Problem requirements — Return all lines in the data where the string "blocks" can be found.

Materials provided —
PR #5763, opened 2023-09-11
feat!: improve block add where many orphan chain tips existed

hansieodendaal:
Description
---
Improved block add due to previous inefficient retrieval of the strongest orphan chain header.

The previous algo retrieved all orphan blocks for all orphan chain tips, without evaluating the total accumulated difficulty. This PR added total accumulated difficulty to the orphan chain tips db so that efficient retrieval of only the strongest orphan chain headers can be done.

Block add times improved drastically by multiple orders of magnitude in the case where many orphan chain tips existed as only one or very seldomly two orphan chain tips would have the same total accumulated difficulty, thereby minimizing the retrieval of orphan blocks to enable the construction of orphan chain headers.

These symptoms were aggravated when candidate blocks were solved quicker than the base node could process them, resulting in a negative spiral of adding even more orphan chain tips when corresponding slowing down of blocks that were added to the blockchain.

Motivation and Context
---
See above

How Has This Been Tested?
---
New unit test added
System level testing on Igor

---
Code walk through and system level testing

Breaking Changes
---

- [] None
- [ ] Requires hard fork
- [ ] Other - Please specify

BREAKING CHANGE: The blockchain database should be deleted and then re-synced from the network.

### DIFF
--- a/base_layer/core/src/chain_storage/blockchain_database.rs
+++ b/base_layer/core/src/chain_storage/blockchain_database.rs
@@ -892,113 +892,78 @@ where B: BlockchainBackend
             );
             return Err(ChainStorageError::AddBlockOperationLocked);
         }
-        {
-            let db = self.db_read_access()?;
-            if db.contains(&DbKey::BlockHash(block_hash))? {
-                return Ok(BlockAddResult::BlockExists);
-            }
-            if db.bad_block_exists(block_hash)? {
-                return Err(ChainStorageError::ValidationError {
-                    source: ValidationError::BadBlockFound {
-                        hash: block_hash.to_hex(),
-                    },
-                });
-            }
-        }
 
         let new_height = candidate_block.header.height;
-        let block_add_result = {
-            // This is important, we ask for a write lock to disable all read access to the db. The sync process sets
-            // the add_block disable flag,  but we can have a race condition between the two especially
-            // since the orphan validation can take some time during big blocks as it does Rangeproof and
-            // metadata signature validation. Because the sync process first acquires a read_lock then a
-            // write_lock, and the RWLock will be prioritised, the add_block write lock will be given out
-            // before the sync write_lock.
-            trace!(
-                target: LOG_TARGET,
-                "[add_block] waiting for write access to add block block #{} '{}'",
-                new_height,
-                block_hash.to_hex(),
-            );
+        // This is important, we ask for a write lock to disable all read access to the db. The sync process sets
+        // the add_block disable flag,  but we can have a race condition between the two especially
+        // since the orphan validation can take some time during big blocks as it does Rangeproof and
+        // metadata signature validation. Because the sync process first acquires a read_lock then a
+        // write_lock, and the RWLock will be prioritised, the add_block write lock will be given out
+        // before the sync write_lock.
+        trace!(
+            target: LOG_TARGET,
+            "[add_block] waiting for write access to add block block #{} '{}'",
+            new_height,
+            block_hash.to_hex(),
+        );
+        let before_lock = timer.elapsed();
+        let mut db = self.db_write_access()?;
+        let after_lock = timer.elapsed();
+        trace!(
+            target: LOG_TARGET,
+            "[add_block] acquired write access db lock for block #{} '{}' in {:.2?}",
+            new_height,
+            block_hash.to_hex(),
+            after_lock - before_lock,
+        );
 
-            let before_lock = timer.elapsed();
-            let mut db = self.db_write_access()?;
-            let after_lock = timer.elapsed();
+        if db.contains(&DbKey::BlockHash(block_hash))? {
+            return Ok(BlockAddResult::BlockExists);
+        }
+        if db.bad_block_exists(block_hash)? {
+            return Err(ChainStorageError::ValidationError {
+                source: ValidationError::BadBlockFound {
+                    hash: block_hash.to_hex(),
+                },
+            });
+        }
 
-            trace!(
-                target: LOG_TARGET,
-                "[add_block] acquired write access db lock for block #{} '{}' in {:.2?}",
-                new_height,
-                block_hash.to_hex(),
-                after_lock - before_lock,
-            );
-
-            // the only fast check we can perform that is slightly expensive to fake is a min difficulty check, this is
-            // done as soon as we receive the block before we do any processing on it. A proper proof of
-            // work is done as soon as we can link it to the main chain. Full block validation only happens
-            // when the proof of work is higher than the main chain and we want to add the block to the main
-            // chain.
-            let res = add_block(
-                &mut *db,
-                &self.config,
-                &self.consensus_manager,
-                &*self.validators.block,
-                &*self.validators.header,
-                self.consensus_manager.chain_strength_comparer(),
-                candidate_block,
-            )?;
-            debug!(
-                target: LOG_TARGET,
-                "[add_block] released write access db lock for block #{} in {:.2?}, `add_block` result: {}",
-                new_height, timer.elapsed() - after_lock, res
-            );
-            res
-        };
+        // the only fast check we can perform that is slightly expensive to fake is a min difficulty check, this is
+        // done as soon as we receive the block before we do any processing on it. A proper proof of
+        // work is done as soon as we can link it to the main chain. Full block validation only happens
+        // when the proof of work is higher than the main chain and we want to add the block to the main
+        // chain.
+        let block_add_result = add_block(
+            &mut *db,
+            &self.config,
+            &self.consensus_manager,
+            &*self.validators.block,
+            &*self.validators.header,
+            self.consensus_manager.chain_strength_comparer(),
+            candidate_block,
+        )?;
 
         // If blocks were added and the node is in pruned mode, perform pruning
         if block_add_result.was_chain_modified() {
-            let metadata = {
-                let db = self.db_read_access()?;
-                db.fetch_chain_metadata()?
-            };
             info!(
                 target: LOG_TARGET,
                 "Best chain is now at height: {}",
-                metadata.height_of_longest_chain()
+                db.fetch_chain_metadata()?.height_of_longest_chain()
             );
-
-            if metadata.is_pruned_node() {
-                let db_height = metadata.height_of_longest_chain();
-                let abs_pruning_horizon = db_height.saturating_sub(self.config.pruning_horizon);
-
-                debug!(
-                    target: LOG_TARGET,
-                    "Current pruned height is: {}, pruning horizon is: {}, while the pruning interval is: {}",
-                    metadata.pruned_height(),
-                    abs_pruning_horizon,
-                    self.config.pruning_interval,
-                );
-                if metadata.pruned_height() < abs_pruning_horizon.saturating_sub(self.config.pruning_interval) {
-                    let mut db = self.db_write_access()?;
-                    if metadata == db.fetch_chain_metadata()? {
-                        if let Err(e) = prune_to_height(&mut *db, abs_pruning_horizon) {
-                            warn!(target: LOG_TARGET, "Failed to prune database: {}", e);
-                        }
-                    } else {
-                        debug!(target: LOG_TARGET, "Database changed since we checked, not pruning this time round");
-                    }
-                }
-            }
+            // If blocks were added and the node is in pruned mode, perform pruning
+            prune_database_if_needed(&mut *db, self.config.pruning_horizon, self.config.pruning_interval)?;
         }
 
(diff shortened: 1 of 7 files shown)


base_layer/core/src/chain_storage/blockchain_database.rs
```diff
@@ -880,85 +880,125 @@ where B: BlockchainBackend
...
+                return Ok(BlockAddResult::BlockExists);
+            }
+            if db.bad_block_exists(block_hash)? {
+                return Err(ChainStorageError::ValidationError {
+                    source: ValidationError::BadBlockFound {
+                        hash: block_hash.to_hex(),
+                    },
+                });
+            }
+        }
```
```suggestion

```
We already check this before calling add_block. And if it somehow does not check it before, the validator will also check this, so this is just an unnecessary read lock.

SWvheerden: If we want to keep this check, move it till after the write lock

base_layer/core/src/chain_storage/blockchain_database.rs
```diff
@@ -2380,33 +2438,6 @@ fn cleanup_orphans<T: BlockchainBackend>(db: &mut T, orphan_storage_capacity: us
     db.delete_oldest_orphans(horizon_height, orphan_storage_capacity)
 }
 
-fn prune_database_if_needed<T: BlockchainBackend>(
```
SWvheerden: I prefer us keeping the logic here

base_layer/core/src/chain_storage/blockchain_database.rs
```diff
@@ -880,85 +880,125 @@ where B: BlockchainBackend
...
-                db.fetch_chain_metadata()?.height_of_longest_chain()
+                metadata.height_of_longest_chain()
             );
-            // If blocks were added and the node is in pruned mode, perform pruning
-            prune_database_if_needed(&mut *db, self.config.pruning_horizon, self.config.pruning_interval)?;
-        }
 
-        if let Err(e) = cleanup_orphans(&mut *db, self.config.orphan_storage_capacity) {
-            warn!(target: LOG_TARGET, "Failed to clean up orphans: {}", e);
+            if metadata.is_pruned_node() {
```
SWvheerden: I prefer keeping the logic in a function, its easier to read

base_layer/core/src/chain_storage/lmdb_db/lmdb_db.rs
```diff
@@ -1120,14 +1124,23 @@ impl LMDBDatabase {
...
-                    parent_hash.as_slice(),
-                    &parent_hash,
-                    "orphan_chain_tips_db",
-                )?;
+            if lmdb_exists(txn, &self.orphans_db, parent_hash.as_slice())? &&
+                lmdb_exists(txn, &self.orphan_header_accumulated_data_db, parent_hash.as_slice())?
+            {
+                let orphan_parent_accum: Option<BlockHeaderAccumulatedData> =
+                    lmdb_get(txn, &self.orphan_header_accumulated_data_db, parent_hash.as_slice())?;
+                if let Some(val) = orphan_parent_accum {
```
stringhandler, line 1132: Perhaps a warning for the else case

base_layer/core/src/chain_storage/lmdb_db/lmdb_db.rs
```diff
@@ -1120,14 +1124,23 @@ impl LMDBDatabase {
...
             // Parent becomes a tip hash
-            if lmdb_exists(txn, &self.orphans_db, parent_hash.as_slice())? {
-                lmdb_insert(
-                    txn,
-                    &self.orphan_chain_tips_db,
-                    parent_hash.as_slice(),
-                    &parent_hash,
-                    "orphan_chain_tips_db",
-                )?;
+            if lmdb_exists(txn, &self.orphans_db, parent_hash.as_slice())? &&
```
stringhandler, line 1127: also maybe a warning in the else case

base_layer/core/src/chain_storage/blockchain_database.rs
```diff
@@ -1891,8 +1931,21 @@ fn handle_possible_reorg<T: BlockchainBackend>(
     chain_strength_comparer: &dyn ChainStrengthComparer,
     candidate_block: Arc<Block>,
 ) -> Result<BlockAddResult, ChainStorageError> {
```
stringhandler, line 1898: Maybe not related to this PR, but BlockAddREsult doesn't make sense here to return. For example, we return OrphanBlock when we are on the strongest chain

SWvheerden (changes requested):
Having read-write-read-write locks is going to be worse for performance than just having a single write lock. 

While you can have multiple read locks, as soon as you ask for a single write lock, you hold on all new locks and then continue one with that single write lock after all reads are done. The read lock instructions are soo fast its not a real problem to just use the write logic. 
The code is now much more complex for I would argue slower performance, as we specifically care about single block add performance, this will not be slower on average as you pause processing of the block to await locks.

base_layer/core/src/chain_storage/blockchain_database.rs
```diff
@@ -1966,22 +2019,23 @@ fn swap_to_highest_pow_chain<T: BlockchainBackend>(
     // rewind to height will first delete the headers, then try delete from blocks, if we call this to the current
     // height it will only trim the extra headers with no blocks
     rewind_to_height(db, metadata.height_of_longest_chain())?;
-    let all_orphan_tips = db.fetch_all_orphan_chain_tips()?;
-    if all_orphan_tips.is_empty() {
+    let strongest_orphan_tips = db.fetch_strongest_orphan_chain_tips()?;
+    if strongest_orphan_tips.is_empty() {
         // we have no orphan chain tips, we have trimmed remaining headers, we are on the best tip we have, so lets
         // return ok
         return Ok(BlockAddResult::OrphanBlock);
```
stringhandler, line 1991: See previous comment, but this is a strange thing to return IMO

base_layer/core/src/chain_storage/blockchain_database.rs
```diff
@@ -880,85 +880,125 @@ where B: BlockchainBackend
...
-            &mut *db,
-            &self.config,
-            &self.consensus_manager,
-            &*self.validators.block,
-            &*self.validators.header,
-            self.consensus_manager.chain_strength_comparer(),
-            candidate_block,
-        )?;
+            let before_lock = timer.elapsed();
+            let mut db = self.db_write_access()?;
```
stringhandler: You need to recheck for bad block and block exists here after getting the write lock

base_layer/core/src/chain_storage/blockchain_database.rs
```diff
@@ -880,85 +880,125 @@ where B: BlockchainBackend
...
+                debug!(
+                    target: LOG_TARGET,
+                    "Current pruned height is: {}, pruning horizon is: {}, while the pruning interval is: {}",
+                    metadata.pruned_height(),
+                    abs_pruning_horizon,
+                    self.config.pruning_interval,
+                );
+                if metadata.pruned_height() < abs_pruning_horizon.saturating_sub(self.config.pruning_interval) {
+                    let mut db = self.db_write_access()?;
+                    if metadata == db.fetch_chain_metadata()? {
```
```suggestion
                   // Check that there haven't been other changes to the chain while we were getting the write lock
                    if metadata == db.fetch_chain_metadata()? {
```

base_layer/core/src/chain_storage/blockchain_database.rs
```diff
@@ -880,85 +880,125 @@ where B: BlockchainBackend
...
             warn!(
                 target: LOG_TARGET,
                 "add_block is disabled, node busy syncing. Ignoring candidate block #{} ({})",
                 candidate_block.header.height,
-                candidate_block.hash(),
+                block_hash,
             );
             return Err(ChainStorageError::AddBlockOperationLocked);
         }
+        {
```
stringhandler: Perhaps we should set `is_add_block_disabled` at this point?

I know the intention here was to reduce the amount of time that we spend with the write lock, but the danger here is that we switch to header sync or block sync in between each of these write locks.

I would actually suggest putting the write locks back across all operations and keep the other improvements in this PR

stringhandler (changes requested):

base_layer/core/src/chain_storage/blockchain_database.rs
SWvheerden: I think its the correct thing to return. 
If all the orphans tips are empty. It means the block you added is an orphan, hence the result here. 
New blocks are first added as an orphan, and then from there, an orphan chain tip is created if you can link it to the main chain. Then do swap to the highest chain. So any new block will always be an orphan chain tip first.

base_layer/core/src/chain_storage/blockchain_database.rs
SWvheerden: If we want to do it, we should do it in another PR not this one. 
But this should not be required  because, header sync sets `is_add_block_disabled` and is the only one to set it, 
Block sync and header sync can disable it, But they will wait for the write lock here.

The only reason we have this here, and not just use the write lock, is because headersync and block sync has its own write lock each

base_layer/core/src/chain_storage/blockchain_database.rs
hansieodendaal: Reverting back to the previous version, logic is unchanged

base_layer/core/src/chain_storage/blockchain_database.rs
hansieodendaal: Reverting back to the previous version, logic is unchanged

base_layer/core/src/chain_storage/blockchain_database.rs
hansieodendaal: Reverting back to the previous version, logic is unchanged

base_layer/core/src/chain_storage/blockchain_database.rs
hansieodendaal: Reverting back to the previous version, logic is unchanged

base_layer/core/src/chain_storage/blockchain_database.rs
hansieodendaal: Reverting back to the previous version, logic is unchanged

base_layer/core/src/chain_storage/blockchain_database.rs
hansieodendaal: I agree with @SWvheerden on this

SWvheerden (approved):

base_layer/core/src/chain_storage/blockchain_database.rs
stringhandler: I don't think you understand my point. The method name "swap_to_highest_chain" suggests it can be called at any time, but the value returned is tightly coupled to the caller context.... i.e. it is returning a critical result that the caller "handle_possible_reorg" requires. this is a private method, so it's probably fine, but it's a code smell that could potentially cause a bug in future.

base_layer/core/src/proof_of_work/monero_rx/helpers.rs
```diff
@@ -552,6 +552,7 @@ mod test {
         };
         let hash = block_header.merge_mining_hash();
         append_merge_mining_tag(&mut block, hash).unwrap();
+        #[allow(clippy::redundant_clone)]
         let mut block_header2 = block_header.clone();
```
stringhandler, line 556:
```suggestion
        let mut block_header2 = block_header;
```

base_layer/core/src/proof_of_work/monero_rx/helpers.rs
```diff
@@ -552,6 +552,7 @@ mod test {
         };
         let hash = block_header.merge_mining_hash();
         append_merge_mining_tag(&mut block, hash).unwrap();
+        #[allow(clippy::redundant_clone)]
```
stringhandler, line 555:
```suggestion
    
```

stringhandler (approved):

base_layer/core/src/chain_storage/blockchain_database.rs
hansieodendaal: Issue created: #5765

base_layer/core/src/proof_of_work/monero_rx/helpers.rs
hansieodendaal: The clone and `#allow` is to satisfy `cargo clippy --all-targets --all-features -- -D warnings`

base_layer/core/src/proof_of_work/monero_rx/helpers.rs
hansieodendaal: ^^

Your response —
The previous algo retrieved all orphan blocks for all orphan chain tips, without evaluating the total accumulated difficulty. This PR added total accumulated difficulty to the orphan chain tips db so that efficient retrieval of only the strongest orphan chain headers can be done.
Block add times improved drastically by multiple orders of magnitude in the case where many orphan chain tips existed as only one or very seldomly two orphan chain tips would have the same total accumulated difficulty, thereby minimizing the retrieval of orphan blocks to enable the construction of orphan chain headers.
These symptoms were aggravated when candidate blocks were solved quicker than the base node could process them, resulting in a negative spiral of adding even more orphan chain tips when corresponding slowing down of blocks that were added to the blockchain.
-            // since the orphan validation can take some time during big blocks as it does Rangeproof and
+        // since the orphan validation can take some time during big blocks as it does Rangeproof and
         // If blocks were added and the node is in pruned mode, perform pruning
+            // If blocks were added and the node is in pruned mode, perform pruning
-            // If blocks were added and the node is in pruned mode, perform pruning
     // rewind to height will first delete the headers, then try delete from blocks, if we call this to the current
     // height it will only trim the extra headers with no blocks
New blocks are first added as an orphan, and then from there, an orphan chain tip is created if you can link it to the main chain. Then do swap to the highest chain. So any new block will always be an orphan chain tip first.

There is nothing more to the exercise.